First let me deal with option 1: P2 plays b1-c1. Then P1 opens the quad, and this will draw if and only if the value of the remaining position (without the quad) is worth exactly 4 to the second player.

To check that the value of a position is 4, it suffices to show that the value of 1 move is 4, and the value of all moves is at least 4. The move which has value 4 is of course the natural move, the pre-emptive sacrifice in the top right; after that chain has gone the long chain battle is worth 6, the short chain battle 1, so the game is worth 5, so after the pre-emptive sac the controlling player should take all but 2, giving him a net gain of 5-1=4. So there's the move that's worth 4.

And it's easy to check that all other moves are worth at least 4: opening the 6-chain is clearly worth at least 4 because the controlling player takes 4 boxes before having to decide. Extending the 3-chain to a 5-chain is a terrible move, the long chain battle is now worth 7 so the game is worth 6, and sacrificing the bottom right is equally lousy, the natural response is to extend the 3-chain and again the long chain battle is worth way more than 4.

To be honest, the argument for move 2 is formally pretty similar with “3-chain” replaced by “4-chain” and “6-chain” replaced by “5-chain”, so I'll suppress it. Opening the 4-chain is the move worth 4; opening the 5-chain must be worth at least 3 and hence at least 4 because its value is even :-)

All that is left is P2's sacrifice of the bottom left; to check this doesn't work we open the quad and check that the value of the remainder of the game is worth exactly 3; if this is the case then P1 will take all four of the quad and again it will be a tie. One checks without too much trouble that opening the 3-chain is worth exactly 3, lengthening the 3-chain is worth 7, opening the 4-chain is worth 3 and lengthening the 4-chain is worth 7. So in this case P2 should take the quad.

Go on then Michael, where did I slip up? I don't understand your comment about the sequel move.

wcc

Probably cause I don't see it from a game theorist perspective. I find it peculiar that, with a 0-0 score, moving into a quad while there are 'free moves' available results in a tie. On a 5x5 board this is always a loss.

Thank you for the thourough postings of your thinkingprocess, that's very interesting.

Moving into a quad gives you more room. You can't pre-emptively open a chain and hope to tie on a 4x4 board if you're level. But you can open a quad because you're sacrificing 0 before the parity decision has to be made, and in the Berlekamp-Scott aeroplane analogy you're giving the plane a bit more lift which makes it less likely to crash—you can perhaps now pre-emptively sacrifice on your next move. The only reason opening a quad when you're level on a 5x5 board always results in a loss is because there are an odd number of squares.
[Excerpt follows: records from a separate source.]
PR #32, opened 2018-03-17
Add a rather* primitive multi-file support, old chap

SquidDev:
So my editor decides that "very" is a weasel word, so here we are.

### DIFF
--- a/compiler/Errors.hs
+++ b/compiler/Errors.hs
@@ -7,6 +7,7 @@ import qualified Data.Text as T
 import Data.Foldable
 import Data.Position
 import Data.Spanned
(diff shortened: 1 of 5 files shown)


zardyh:
I feel terrible saying this, but, surprisingly, it looks good to me. Are we sure it works, though?

SquidDev:
> Are we sure it works, though?

I tested a couple of basic multi-file "projects" and it all seemed to work. Not that that's a guarantee though.

SquidDev:
Too late now!

zardyh:
Ah, the Amulet way of doing things.

PR #37, opened 2018-03-20
Use a custom transformer instead of everywhere

SquidDev:
Oh boy is this ugly. But it's more efficient.


zardyh:
Did you profile?

PR #38, opened 2018-03-21
Core Lint

SquidDev:
I still need to do casts (and thus coercions) and patterns, but I'm slightly less sure about how to do them.


zardyh:
Eugh. This will need lots of fixing with Dependent Amulet :/

zardyh:
A TODO (@SquidDev): Record coercions are not working out properly. What do we do about those?

zardyh:
Removing the WIP status as the full optimiser pipeline preserves typing, and this is ready for merge.

zardyh:
@SquidDev Look good?

SquidDev:
Who else is looking forward to round 2 of this in a couple of weeks?

PR #39, opened 2018-03-25
Minor syntax enhancements

SquidDev:
Because I needed a break from core lint. Sorry. The changes better described in the commit messages - some of them may need more testing than others, as I'm not 100% sure they're "correct".


SquidDev:
Tuple sections appear to be broken in this PR, so I'd like to fix them before merging.

zardyh:
Well, you've broken `@@`, which was my favourite hack.

PR #41, opened 2018-03-30
Add literal patterns

SquidDev:
No major changes, but just lots of small ones across files.


src/Types/Infer/Pattern.hs
```diff
@@ -98,6 +98,9 @@ checkPattern pt@(PType p t ann) ty = do
   _ <- subsumes pt t' it
   _ <- unify pt ty t'
   pure (PType p' t' (ann, t'), binds, cs)
+checkPattern pt@(PLiteral l ann) ty = do
+  _ <- unify pt ty (litTy l)
```
zardyh: I think this should be in the inferPattern judgement instead, if you could.

zardyh:
Looks good. Is it sane?

SquidDev:
It hasn't crashed on me yet.

PR #42, opened 2018-04-02
Dependent Amulet - Phase 1

zardyh:
I've decided to do this _incrementally_. Today, we have the first batch
of things:

- Kinds no longer exist. Types describe themselves: we have, e.g. int :
  type, and type : set 1. (type is an alias for set 0, only used by the
  pretty printer.)

- `TyForall` and `TyArr` are no longer part of the type grammer: they
  were both replaced by a single binding form, `TyPi`, which represents
  the many shapes that a Π can take in a dependently typed language.

  - `TyPi (Anon _) _` corresponds to the old `TyArr`
  - `TyPi (Implicit _ _) _` corresponds to the old `TyForall`

  Note that both still exist as pattern synonyms.

- `TyForall` now has three "arguments": the variable, the body, and a new
  field, the kind- er, type- of the bound variable.

Note that this doesn't change much- it's mostly trivial refactoring to
support the proper cool features.


zardyh:
The build failure in 4a7eadc was just me forgetting the test suite mid-refactor, nothing big. I mean, er, "test suite".

@SquidDev Can you look into building the `examples` directory as part of CI?

PR #37, opened 2021-09-27
Portal API data recoverability requirement

tobru:
## Checklist

### DIFF
--- a/docs/modules/ROOT/pages/references/quality-requirements/reliability/portal-api-data-recoverability.adoc
+++ b/docs/modules/ROOT/pages/references/quality-requirements/reliability/portal-api-data-recoverability.adoc
@@ -1,0 +1,24 @@
+= Portal API Data Recoverability
+
+Source::
+Portal API
+
+Stimulus::
+Portal API data is lost or is being freshly initialized
+
+Environment::
+Portal API
+
+Artifact::
+Portal API
+
+Response::
+Portal API retrieves all data from backend systems and makes the data available again
+
+Response measure::
+All data is available again as it was before the data loss
+
+Rationale::
+The Portal API doesn't store any relevant data.
+All relevant data is available and stored in third-party backend systems.
+The source of truth of the data is outside of the Portal API.
--- a/docs/modules/ROOT/pages/references/quality-requirements/reliability/portal-api-data-recoverability.adoc
+++ b/docs/modules/ROOT/pages/references/quality-requirements/reliability/portal-api-data-recoverability.adoc
@@ -1,24 +1,21 @@
-= Portal API Data Recoverability
+= Portal API Ephemeral Data
 
 Source::
 Portal API
 
 Stimulus::
-Portal API data is lost or is being freshly initialized
+Data is stored
 
 Environment::
 Portal API
 
 Artifact::
-Portal API
+Portal API and external third-party systems
 
 Response::
-Portal API retrieves all data from backend systems and makes the data available again
-
-Response measure::
-All data is available again as it was before the data loss
+Portal API stores the data in an ephemeral storage while data persistency is granted by the third-party backend system
 
 Rationale::
-The Portal API doesn't store any relevant data.
+The Portal API doesn't store any relevant data persistent.
 All relevant data is available and stored in third-party backend systems.
 The source of truth of the data is outside of the Portal API.
--- a/docs/modules/ROOT/pages/references/quality-requirements/reliability/portal-api-data-recoverability.adoc
+++ b/docs/modules/ROOT/pages/references/quality-requirements/reliability/portal-api-data-recoverability.adoc
@@ -1,21 +1,26 @@
-= Portal API Ephemeral Data
+= Data compatibility with external components
 
 Source::
-Portal API
+{product} administrator
 
 Stimulus::
-Data is stored
+Reinstall APPUiO Global from scratch
 
 Environment::
-Portal API
+{zone}
 
 Artifact::
-Portal API and external third-party systems
+Portal API, external third-party component
 
 Response::
-Portal API stores the data in an ephemeral storage while data persistency is granted by the third-party backend system
+Entities that have their lifecycle outside of {product} have their availability restored
+
+Response measure::
+Following entities are recovered at latest after 48 hours since reinstallation:
++
+* Invoices
 
 Rationale::
-The Portal API doesn't store any relevant data persistent.
-All relevant data is available and stored in third-party backend systems.
-The source of truth of the data is outside of the Portal API.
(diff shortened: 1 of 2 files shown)


corvus-ch (changes requested):
This is lacking context. I expect that someone not involved in our discussion, will not understand this.

I would mor aim into the direction to have the API as an ephmeral system or if it uses a persistency, that the persistet data can be recovered from the origin system at any time.

tobru:
In which category of ISO would this requirement fall into?

ccremer (changes requested):
I agree with @corvus-ch 
This feels like the requirement was written afterwards to justify a choice in technology. However, it should rather be the other way round: the requirement is setting the playground for the choice of technology that fulfills the requirement.

I would also rather address the persistence aspect: APPUiO Cloud is not responsible for the lifecycle of data where such data is handled externally. In this context, it actually makes sense to define what kind of data we are talking about here (for example, metrics is still part of APPUiO, right?). That would be currently only invoices, right?

tobru:
I've reworded the requirement without moving the category yet, what category should I choose?

> In this context, it actually makes sense to define what kind of data we are talking about here (for example, metrics is still part of APPUiO, right?). That would be currently only invoices, right?

Not sure about that, I wouldn't list the data involved. Metrics for example are also stored in an external system.

ccremer:
> In which category of ISO would this requirement fall into?

Thinking of it, it's not that easy :smile: 
There are several:

* Reliability - Fault tolerance: "Degree to which a system, product or component operates as intended despite the presence of hardware or software faults." -> we want to highlight the absence of persistent storage, ergo be independent of storage failures, making the application stateless. (yes, CRDs or other cachings can be restored from scratch)
* Functional suitability - Functional appropriateness: "Degree to which the functions facilitate the accomplishment of specified tasks and objectives." -> with the lack of persistence we delegate the task of handling state to the external system
* Compatibility - Interoperability: "Degree to which two or more systems, products or components can exchange information and use the information that has been exchanged." -> focusing more on the data exchange without a storage layer between.

ccremer:
> Not sure about that, I wouldn't list the data involved. Metrics for example are also stored in an external system.

That "external system" is still part of APPUiO Cloud, right? We don't make this pluggable, but the same system is part of every APPUiO Cloud instance. In that case, it's an internal component not intended to be replaceable. For me, "external" in this context means not part of the system context (https://kb.vshn.ch/appuio-cloud/explanation/system/context.html).

The problem is, this requirement should be somewhat testable by a person (e.g. product owner). If it's not defined what kind of data we want to address here, how can this requirement ever be verified?

tobru:
> The problem is, this requirement should be somewhat testable by a person (e.g. product owner). If it's not defined what kind of data we want to address here, how can this requirement ever be verified?

Can't we find a generic description for that? "Data outside APPUiO Cloud system context"?

I'd vote fill this under "Compatibility - Interoperability".

docs/modules/ROOT/pages/references/quality-requirements/reliability/portal-api-data-recoverability.adoc
```diff
@@ -0,0 +1,21 @@
...
+Artifact::
+Portal API and external third-party systems
+
+Response::
+Portal API stores the data in an ephemeral storage while data persistency is granted by the third-party backend system
+
+Rationale::
+The Portal API doesn't store any relevant data persistent.
+All relevant data is available and stored in third-party backend systems.
+The source of truth of the data is outside of the Portal API.
```
ccremer, line 21:
```suggestion
= Data compatibility with external components

Source::
{product} administrator

Stimulus::
Reinstall APPUiO Global from scratch

Environment::
{zone}

Artifact::
Portal API, external third-party component

Response::
Entities that have their lifecycle outside of {product} have their availability restored

Response measure::
Following entities are recovered at latest after 48 hours since reinstallation:
+
* Invoices

Rationale::
{product} doesn't store any relevant third-party entities.
Although some form of caching is permissible, the cache can be rebuilt entirely in the given timeframe by reintegrating the third-party component.
The source of truth of the mentioned entities is outside of {product}.
```

ccremer (commented):
I tried to come up with a different phrasing.
WDYT?

docs/modules/ROOT/pages/references/quality-requirements/reliability/portal-api-data-recoverability.adoc
```diff
@@ -0,0 +1,26 @@
...
+{zone}
+
+Artifact::
+Portal API, external third-party component
+
+Response::
+Entities that have their lifecycle outside of {product} have their availability restored
+
+Response measure::
+Following entities are recovered at latest after 48 hours since reinstallation:
```
tobru, line 19:
```suggestion
Following entities are recovered at latest after 8 hours since reinstallation:
```

I feel 48 hours is way too long, it should be possible to restore much faster.

docs/modules/ROOT/pages/references/quality-requirements/reliability/portal-api-data-recoverability.adoc
```diff
@@ -0,0 +1,26 @@
...
++
+* Invoices
```
tobru, line 21:
```suggestion
* Invoices
* List of APPUiO Zones
* Organizations
* Teams
* Users
```

I really don't like to have this list here as I'm pretty sure that this list falls behind very fast. I'd rather find a generic description of this list, like "APPUiO Cloud Core Entities".

"The {product} core entities are recovered at latest after X hours since reinstallation"

We can then have another page describing the core entities which we can amend as the architecture grows without having to change a requirement.

ccremer: I think we may have a misunderstanding. Organizations, teams and users are stored in Keycloak and thus are not external data. To my understanding, this requirement doesn't need to cover those. Otherwise you'd be addressing disaster recovery processes, right? We haven't talked about that yet.
This requirement is about restoring data and processes where APPUiO Cloud has no data authority thereof.

docs/modules/ROOT/pages/references/quality-requirements/reliability/portal-api-data-recoverability.adoc
```diff
@@ -0,0 +1,26 @@
+= Data compatibility with external components
+
+Source::
+{product} administrator
+
+Stimulus::
+Reinstall APPUiO Global from scratch
```
ccremer, line 7: I think I know where the misunderstanding could come from. "Reinstall APPUiO Global from scratch" is too broad...
```suggestion
Reinstall APPUiO Global third-party component from scratch
```

PR #39, opened 2021-09-30
Introduce term 'Adapter' and 'Control API'

ccremer:
This should help using common language in discussions and documentation

## Checklist


docs/modules/ROOT/pages/references/glossary.adoc
```diff
@@ -15,18 +15,40 @@ It's the entity that owns the associated resources and the business connection.
...
+Control API::
+An API endpoint that exposes certain {product} features to users.
+Specifically, this consists of:
+* API that users write to with various clients (for example frontend or CLI) and thus configure their organizations
+* API that users read with various clients that is usually the result of {product} components (for example read-only access to invoices)
+
+Plugin API::
+A subset of Control API that is specifically targeted for Plugins.
+This specification may not only be technical, but may also contain a "behavioral contract" that is in documentation only.
+It basically defines how Plugins should behave and interact with {product}.
```
ccremer, line 39: I'm not quite sure about the `a "behavioral contract" that is in documentation only`. With this sentence, I want to point out to the metering system idea: The plugin API in this case defines the contract how the metrics database is to be accessed, e.g. database and data scheme. In that case I consider the data scheme from $database to be the "API" that the plugin has to understand in order to make sense of the data.

I would be open to exclude this type of "contract" from this term and/or define another term for that though.

tobru (approved):
I like this definition and I feel that's safe enough to try.

corvus-ch (approved):
"Adapter" might be the better term for "Plugin". However, I can not argue why.

tobru:
> "Adapter" might be the better term for "Plugin". However, I can not argue why.

Oh, yes, I'd favor "Adapter" over "Plugin" much more. Wdyt @ccremer ?

ccremer:
Both are fine by me.
"Plugin" in my understanding refers to the ability to plug in to an existing setup defined by an API.
"Adapter" refers to the ability to, well, adapt expected behavior against another system.

So, a $ERP operator would be both plugin and adapter at the same time, so :shrug: but let's agree on one term to speak the same language.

A better analogy would be opening a quad when you're 1 up—this can sometimes just work, as you know. We just played a game in which exactly this situation occurred, right? If I had been able to complete the 6-loop one move earlier, I would have won!

wcc

I love these puzzles :)

This one was particularly good because move 1 was so counter-intuitive.

This one was particularly good because move 1 was so counter-intuitive.

@Michael: instead of formulating the puzzle as “try to tie this position on a 4x4 board”, why not add nine completed extra squares, to make it a 5x5 board, make the score 5-4 to P1 and say “try to win as P1”. This is logically the same problem (as P1 will never win the 4x4 game with best play), but now P1 is 1 box ahead so perhaps the quad looks like a more meaningful move to you now?

wcc

(NB I freely admit that I skimmed WC discussion. This is just my take on the problem, with the advantage of hindsight.)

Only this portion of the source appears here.